PR #2524, opened 2025-12-03
Convert Fortran array shapes to int32 for output to avoid warning

EmilyBourne:
Convert Fortran array shapes to int32 for output to avoid warning in bind c file.


yguclu (approved):
Looks good to me!

PR #2529, opened 2025-12-08
Fix `pyccel test` command

EmilyBourne:
Fix `pyccel test` command by ensuring that `pyccel clean` is called between commands and that `sys.exit` is called to raise errors. Missing language-agnostic tests are also run.

A minor bug fix is also included for an incorrect key in Errors.


yguclu (approved):
Looks good to me

PR #2541, opened 2026-01-09
Add axis/keepdims/initial arguments to amin/amax

EmilyBourne:
Use the new `NumpyReduction` class to add support for the `axis`, `keepdims`, and `initial` arguments of `numpy.amin` and `numpy.amax`. These functions are equivalent to `a.min()` and `a.max()` syntax so the arguments are also added for these classes.

### DIFF
--- a/tests/epyccel/recognised_functions/test_numpy_funcs.py
+++ b/tests/epyccel/recognised_functions/test_numpy_funcs.py
@@ -2751,7 +2751,7 @@ def test_min_real(language):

Activity
In this exercise, repeat all entries exactly.

Your solution
PR #2524, opened 2025-12-03
Convert Fortran array shapes to int32 for output to avoid warning

EmilyBourne:
Convert Fortran array shapes to int32 for output to avoid warning in bind c file.


yguclu (approved):
Looks good to me!

PR #2529, opened 2025-12-08
Fix `pyccel test` command

EmilyBourne:
Fix `pyccel test` command by ensuring that `pyccel clean` is called between commands and that `sys.exit` is called to raise errors. Missing language-agnostic tests are also run.

A minor bug fix is also included for an incorrect key in Errors.


yguclu (approved):
Looks good to me

PR #2541, opened 2026-01-09
Add axis/keepdims/initial arguments to amin/amax

EmilyBourne:
Use the new `NumpyReduction` class to add support for the `axis`, `keepdims`, and `initial` arguments of `numpy.amin` and `numpy.amax`. These functions are equivalent to `a.min()` and `a.max()` syntax so the arguments are also added for these classes.

### DIFF
--- a/tests/epyccel/recognised_functions/test_numpy_funcs.py
+++ b/tests/epyccel/recognised_functions/test_numpy_funcs.py
@@ -2751,7 +2751,7 @@ def test_min_real(language):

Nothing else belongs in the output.